Sin
dejar de atender al monitor donde, probablemente, acababa de abrir mi ficha de
paciente, la doctora contestó a mi saludo con un rutinario: “¿Cómo estás?”.
He
de aclarar que llevaba más de dos horas en la sala de espera, que eran las dos
menos veinte del mediodía, sin comer y que estaba dando cabezadas a punto de
quedarme dormido, segundos antes de oír mi nombre en la puerta de la consulta.
“Razonablemente bien” contesté tras unos
instantes de duda, mientras tomaba asiento frente a su mesa.
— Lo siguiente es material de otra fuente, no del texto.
PR #596, opened 2023-02-28
Test coverage improvements

alunturner:
Following reactivation of the coverage reports, it showed that some of the recent work was lacking in coverage. This work:

- rectifies some of the bits that were missed by testing in recent work
- makes sonarcloud look at the correct files for source and test files to avoid spurious warnings (implemented due to warnings being raised for duplication in test files)

### DIFF
--- a/platforms/web/lib/useWysiwyg.formatting.test.tsx
+++ b/platforms/web/lib/useWysiwyg.formatting.test.tsx
@@ -312,3 +312,97 @@ describe('link', () => {
         expect(actionsRef.current?.getLink()).toBe('https://mylink.com');
     });
 });
+
+describe('indentation', () => {
+    let textbox: HTMLDivElement;
+
+    beforeEach(async () => {
+        render(<Editor />);
+        textbox = screen.getByRole('textbox');
+        await waitFor(() =>
+            expect(textbox).toHaveAttribute('contentEditable', 'true'),
+        );
+    });
+
+    it('Should not show the indent/unindent buttons when empty', async () => {
+        const indentButton = screen.queryByRole('button', { name: 'indent' });
+        const unindentButton = screen.queryByRole('button', {
+            name: 'unindent',
+        });
+
+        [indentButton, unindentButton].forEach((button) => {
+            expect(button).not.toBeInTheDocument();
+        });
+    });
+
+    // eslint-disable-next-line max-len
+    it('Should show the indent/unindent buttons when a list is reversed', async () => {
+        await userEvent.click(
+            screen.getByRole('button', { name: 'orderedList' }),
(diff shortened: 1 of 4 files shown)


platforms/web/lib/useWysiwyg.formatting.test.tsx
```diff
@@ -66,6 +60,51 @@ describe.each([
...
+    ],
+    [
+        'quote',
+        'enabled',
+        'reversed',
+        '<blockquote><p>foo</p></blockquote>',
+        '<blockquote><p>foo bar</p></blockquote>',
+        '<blockquote><p><del>foo</del></p><p><del>bar</del></p></blockquote>',
+        'foo bar',
+    ],
```
alunturner, line 107: Additional test cases for the newer functions

platforms/web/lib/useWysiwyg.formatting.test.tsx
```diff
@@ -94,25 +133,21 @@ describe.each([
...
+        it(`Should be ${expectedActivationState} after single activation`, async () => {
+            // When
+            await userEvent.click(button);
+
+            // Then
+            expect(button).toHaveAttribute(
+                'data-state',
+                expectedActivationState,
+            );
+        });
```
alunturner, line 146: There were quite a few unnecessary acts and await/waitFor's so I removed as many as I could

platforms/web/lib/useWysiwyg.inputEventProcessor.test.tsx
```diff
@@ -48,41 +48,25 @@ describe('inputEventProcessor', () => {
...
-     * There must be something we should be waiting for or similar but I really
-     * can't figure it out. I also can't see why this test is problematic and
-     * others are not.
-     *
-     * If the test is run on its own, it tends to pass, but if others are
-     * running, it is less reliable. This leads me to suspect there is a timing
-     * issue.
-     */
-    it.skip('Should call inputEventProcessor', async () => {
+    it('Should call inputEventProcessor', async () => {
```
alunturner, line 51: I tried to make this work in what I thought was the spirit of the original test in order to remove the only use of `.skip`.

My guess is that the issues were coming from the fact we had multiple assertions inside the waitFor block (where the callback can be run multiple times).

alunturner:
It seems fitting that, after managing to get the coverage working again, I'm being punished for it by SonarCloud.

There is repetition in the test files in this project, but it always highlights test case array type variables as doing this. @florianduros do we have a way of changing this rule for `.test.` files?

florianduros:
@alunturner To be honest, I don't know

florianduros (approved):

PR #597, opened 2023-03-01
Mentions for web

alunturner:
Integrate a (hardcoded) mention button for the example app and the hook. Add tests.

### DIFF
--- a/platforms/web/src/App.tsx
+++ b/platforms/web/src/App.tsx
@@ -189,7 +189,7 @@ function App() {
                         <button
                             type="button"
                             onClick={(_e) =>
-                                wysiwyg.link('www.link.com', 'some text')
+                                wysiwyg.mention('www.link.com', 'some text')
                             }
                         >
                             Add @mention
--- a/platforms/web/src/App.tsx
+++ b/platforms/web/src/App.tsx
@@ -190,8 +190,8 @@ function App() {
                             type="button"
                             onClick={(_e) =>
                                 wysiwyg.mention(
-                                    'https://matrix.to/#/@alunt:element.io',
-                                    'Alun Turner',
+                                    'https://matrix.to/#/@a_user:element.io',
+                                    'a user',
                                 )
                             }
                         >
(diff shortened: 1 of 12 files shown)


platforms/web/src/App.tsx
```diff
@@ -186,6 +187,19 @@ function App() {
                         <button type="button" onClick={(_e) => wysiwyg.clear()}>
                             clear
                         </button>
+                        {suggestion && (
+                            <button
+                                type="button"
+                                onClick={(_e) =>
+                                    wysiwyg.mention(
+                                        'https://matrix.to/#/@a_user:element.io',
+                                        'a user',
```
jonnyandrew, line 196: nitpick: `a user` looks a bit jarring IMO - maybe we could we go with a 'fake' username e.g. `@alice`?

jonnyandrew (approved):
Is it right that the slash command `/` also triggers a mention (and not just `@` and `#`)?

alunturner:
> Is it right that the slash command `/` also triggers a mention (and not just `@` and `#`)?

I _think_ I'm right in saying it will create a `Suggestion` in the rust state terminology. Is that right @aringenbach ?

platforms/web/src/App.tsx
alunturner: Updated

aringenbach:
> > Is it right that the slash command `/` also triggers a mention (and not just `@` and `#`)?
> 
> I _think_ I'm right in saying it will create a `Suggestion` in the rust state terminology. Is that right @aringenbach ?

Yes indeed, it creates the same kind of suggestion. We have two different new composer updates APIs that uses these, `set_link_suggestion` and `replace_text_suggestion`. It's expected that the client will use the latter when selecting a slash command. Currently there is no mechanism in Rust that would prevent creating a link from a slash suggestion, but perhaps it makes sense to add one ? (and I guess not the other way around because it seems fair to mention users or rooms with plain text rather than links)

PR #598, opened 2023-03-01
Fix leading whitespace getting ignored by parsers

aringenbach:
* Fix issue where parser would ignore leading whitespace that are actually inserted by the user.
* Replace them in the same fashion as trailing whitespaces (nbsp)
* Add tests for both whitespace replacements
* Update some impacted Rust tests

### DIFF
--- a/crates/wysiwyg/src/tests/test_characters.rs
+++ b/crates/wysiwyg/src/tests/test_characters.rs
@@ -316,21 +316,39 @@ fn insert_text_between_line_breaks_in_format_node() {
 }
 
 #[test]
-fn leading_whitespace_is_replace_with_nbsp() {
+fn leading_whitespace_is_replaced_with_nbsp() {
     let model = cm("<p> text|</p>");
     assert_eq!(tx(&model), "<p>&nbsp;text|</p>")
 }
 
 #[test]
-fn trailing_whitespace_is_replace_with_nbsp() {
+fn multiple_leading_whitespaces_are_replaced_with_nbsp() {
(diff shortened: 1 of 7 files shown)


crates/wysiwyg/src/tests/test_characters.rs
```diff
@@ -315,6 +315,24 @@ fn insert_text_between_line_breaks_in_format_node() {
...
+}
+
+#[test]
+fn trailing_whitespace_is_replace_with_nbsp() {
+    let model = cm("<p>text |</p>");
+    assert_eq!(tx(&model), "<p>text&nbsp;|</p>")
+}
+
+#[test]
+fn leading_and_trailing_whitespace_are_both_replaced_with_nbsp() {
```
alunturner, line 331: Do we need to test multiple white spaces and the combinations of multiple spaces (eg a tab with a space or whatever)?

aringenbach: I added tests for multiple whitespaces here: https://github.com/matrix-org/matrix-rich-text-editor/pull/598/commits/51008e1b989b9a9c00095970d13146583904b3fe

Can't add tests for tabulation, line feed or carriage return yet, as these are not handled right now (mostly because I am not sure yet how to fix them, it doesn't seem fair to replace them with `&nbsp;`). I assume we could use something like ZWSP + orignal character, but that would offset the positions, so that is not an easy fix (well, at least we'll have to add some platform specific code that understands we are actually doing that).

PR #599, opened 2023-03-02
Revert vite back to v3, turn coverage back off

alunturner:
The upgrade was fine in this repo, but an internal change to vite between versions 3 and 4 gives us issues when using in element-web.

Issue is due to the nullish coalescing operator no longer being transpiled and I couldn't find a quick fix. Reverting the change to put vite back to v3.

Having tried everything I could find on the web, we still get this issue intermittently. Including, it must be said, when running `yarn test`, so I don't think this is just a coverage thing. For now I've turned the coverage back off to avoid this issue.

### DIFF
--- a/platforms/web/package.json
+++ b/platforms/web/package.json
@@ -51,9 +51,9 @@
         "@types/react-dom": "^18.0.6",
         "@typescript-eslint/eslint-plugin": "^5.35.1",
         "@typescript-eslint/parser": "^5.6.0",
-        "@vitejs/plugin-react": "^3.1.0",
-        "@vitest/coverage-c8": "^0.25.8",
-        "@vitest/ui": "^0.25.8",
+        "@vitejs/plugin-react": "^2.1.0",
+        "@vitest/coverage-c8": "^0.23.4",
+        "@vitest/ui": "^0.23.4",
         "cypress": "^10.9.0",
         "eslint": "^8.23.1",
         "eslint-config-google": "^0.14.0",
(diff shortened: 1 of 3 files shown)


platforms/web/package.json
```diff
@@ -71,9 +71,9 @@
         "react-dom": "^18.2.0",
         "replace": "^1.2.1",
         "typescript": "^4.7.4",
-        "vite": "^4.1.0",
+        "vite": "^3.1.0",
         "vite-plugin-dts": "^1.5.0",
-        "vitest": "^0.25.8",
+        "vitest": "^0.23.4",
```
alunturner, line 76: These all revert to what they were before the upgrade attempt

platforms/web/vite.config.ts
```diff
@@ -59,6 +59,7 @@ export default defineConfig({
         onConsoleLog: (log) => {
             if (log.includes('wasm')) return false;
         },
+        teardownTimeout: 10000,
```
alunturner, line 62: Single line configuration change

jonnyandrew: Is the problem related to vitest-dev/vitest#2008?

Maybe we can add a comment here to remind us to revisit this config later once any related issue is fixed?

jonnyandrew (approved):

alunturner:
@jonnyandrew yes it is, I'll add a comment. I may actually raise something about this with vite as there's a discrepancy between documentation and behaviour (there's a 0 missing, it says the default is 10000 in the documentation vs it's 1000 in the code) which is why I took this value.

alunturner:
Been chasing my tail on this one a bit. Tried almost everything noted in that issue, including upgrading to multiple different versions of vitest, but it still happens intermittently.

Admitting defeat for now and turning the coverage off.

jonnyandrew (approved):

PR #600, opened 2023-03-02
[iOS] Mentions API & enable display in example app

aringenbach:
* Enable mention API in iOS platform code
* Use it in a basic implementation of pills in the example app

### DIFF
--- a/platforms/ios/example/Wysiwyg/Views/WysiwygSuggestionList.swift
+++ b/platforms/ios/example/Wysiwyg/Views/WysiwygSuggestionList.swift
@@ -1,0 +1,81 @@
+//
+// Copyright 2023 The Matrix.org Foundation C.I.C
+//
+// Licensed under the Apache License, Version 2.0 (the "License");
+// you may not use this file except in compliance with the License.
+// You may obtain a copy of the License at
+//
+// http://www.apache.org/licenses/LICENSE-2.0
+//
+// Unless required by applicable law or agreed to in writing, software
+// distributed under the License is distributed on an "AS IS" BASIS,
+// WITHOUT WARRANTIES OR CONDITIONS OF ANY KIND, either express or implied.
+// See the License for the specific language governing permissions and
+// limitations under the License.
+//
+
+import SwiftUI
+import WysiwygComposer
+
+struct WysiwygSuggestionList: View {
+    @EnvironmentObject private var viewModel: WysiwygComposerViewModel
+    var suggestion: SuggestionPattern
+
+    var body: some View {
+        HStack {
+            VStack(alignment: .leading) {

“¿Razonablemente?” preguntó ella,
mirándome con interés.
“Bueno. No me ha
abandonado el catarro desde el año pasado, mi nariz vuelve a estar taponada por
los dichosos pólipos – odio a los pólipos -
y si a esto le añadimos el retraso de la pensión y que hace más de tres
años que no me despierto con una señora
de buen ver, a mi lado, se podría pensar que estoy como la caca, pero dada mi
natural tendencia a ver el medio vaso lleno y teniendo en cuenta que estoy
vivo, podemos establecer como razonable, en términos relativos, mi bienestar en
el día de hoy”.
Tras
unos segundos observándome por encima de sus gafas, esbozó lentamente una
sonrisa y supe que había comprendido que nunca me daré por vencido. Nunca.